The data =

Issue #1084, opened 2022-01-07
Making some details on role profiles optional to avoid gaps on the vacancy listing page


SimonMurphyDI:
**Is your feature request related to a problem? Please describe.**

Task details = Every line of the listing should be reproduced exactly.

Task answer =
Issue #1084, opened 2022-01-07
Making some details on role profiles optional to avoid gaps on the vacancy listing page


SimonMurphyDI:
**Is your feature request related to a problem? Please describe.**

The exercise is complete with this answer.